Stored items:
PR #3080, opened 2024-01-17
Cleanup duplicates

nstephenh:
I wrote a script to check for all the duplicate entries. Here's the results. I'll re-run the script and re-save all the files tomorrow, as I think my branch was a bit old.
The things I have left to check before undrafting are:
- [x] ensure I'm not making [links to links](https://github.com/nstephenh/BSCopy/issues/10)
- [x] ensure no constraints or modifiers were dropped
- [x] check all the dark blessings and figure out what the current status of those is, unmerge them by hand.
- [x] manually move a few special rules, namely open-topped.

### DIFF
--- a/Daemon Library.cat
+++ b/Daemon Library.cat
@@ -1,5 +1,5 @@
 <?xml version="1.0" encoding="UTF-8" standalone="yes"?>
-<catalogue xmlns="http://www.battlescribe.net/schema/catalogueSchema" library="true" id="31bf-eb23-33a-3d65" name="Daemon Library" gameSystemId="28d4-bd2e-4858-ece6" gameSystemRevision="77" revision="2" battleScribeVersion="2.03" type="catalogue">
+<catalogue xmlns="http://www.battlescribe.net/schema/catalogueSchema" library="true" id="31bf-eb23-33a-3d65" name="Daemon Library" gameSystemId="28d4-bd2e-4858-ece6" gameSystemRevision="77" revision="3" battleScribeVersion="2.03" type="catalogue">
   <sharedSelectionEntryGroups>
     <selectionEntryGroup id="002f-0e40-9d49-2a22" name="The Ætheric Dominion (X)" hidden="false" collective="false" import="true">
       <constraints>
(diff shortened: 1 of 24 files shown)


The4D6:
The scope of this PR has gotten too large.

Could we please try to split this down either in to two PRS (one for spaces, one for dupes), or break it down file by file?

It's hard to review given that you appear to have made edits to every file in the game, and interpreting the references just in GitHub is very difficult. Even when looked at in the NR editor it is not immediately apparent which version has been kept and why.

nstephenh:
> Could we please try to split this down either in to two PRS (one for spaces, one for dupes), or break it down file by file?
Sorry, I forgot to check out a new branch. This should now be based on master, and the spaces one should be merged already.

> It's hard to review given that you appear to have made edits to every file in the game, and interpreting the references just in GitHub is very difficult. Even when looked at in the NR editor it is not immediately apparent which version has been kept and why.
I somewhat agree, I'll be checking this in pycharm on the raw XML.
The prioritization I use is "GST, cat library, first appearance" in that order.

nstephenh:
Confirmed I'm definitely deleting modifiers so I'll need to rebranch and fix that.

nstephenh:
I think this is clean enough for review at this point, let me know if you have any questions or spot anything of concern.

Daemon Library.cat
```diff
@@ -21,7 +21,7 @@ A unit which includes models with this special rule without a specific Ætheric
           </constraints>
           <rules>
             <rule id="4438-874e-901d-f86" name="Encroaching Ruin" publicationId="8775-88f5-cfdd-24f6" page="3" hidden="false">
-              <description>When a unit entirely composed of models with this special rule and the Daemon Unit Type fails a Morale check, it only suffers 1 automatic Wound with no Saves of any kind allowed instead of D3 Wounds as specified in the Daemon Unit Type. In addition, models with this special rule gain the Move Through Cover special rule.</description>
+              <description>When a unit entirely composed of models with this special rule and the Daemon Unit Type fails a Morale check, it only suffers 1 automatic Wound with no Saves of any kind allowed instead of D3 Wounds as specified in the Daemon Unit Type. In addition, models with this special rule gain the Move Through Cover special rule.</description>
```
The4D6, line 24: I thought we'd move nonbreaking spaces to their own PR.

If so, that should be there

The4D6 (changes requested):
Looks good, just needs the one spacing issue moved out in to it's own PR as previously discussed, once that's done I'm happy with it

Daemon Library.cat
nstephenh: NBSP was merged already. This change appears to be " " to "nbsp". These are ones I recopied from the book to ensure I had the most recent wording, and that's why they have nbsp in them. Fixing.

PR #3090, opened 2024-01-28
Fixed rapier gunner weapon limit

The4D6:
Was 15, now 18


The4D6:
Changed it from a static limit to a flexible limit that increases per rapier weapon

nstephenh (approved):
If there's a better way of doing this, I can't figure it out.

▶ _Action item_: With the string "either" as the key, filter the data above and show the lines that match.

▶ _Result of the task_:
Could we please try to split this down either in to two PRS (one for spaces, one for dupes), or break it down file by file?
> Could we please try to split this down either in to two PRS (one for spaces, one for dupes), or break it down file by file?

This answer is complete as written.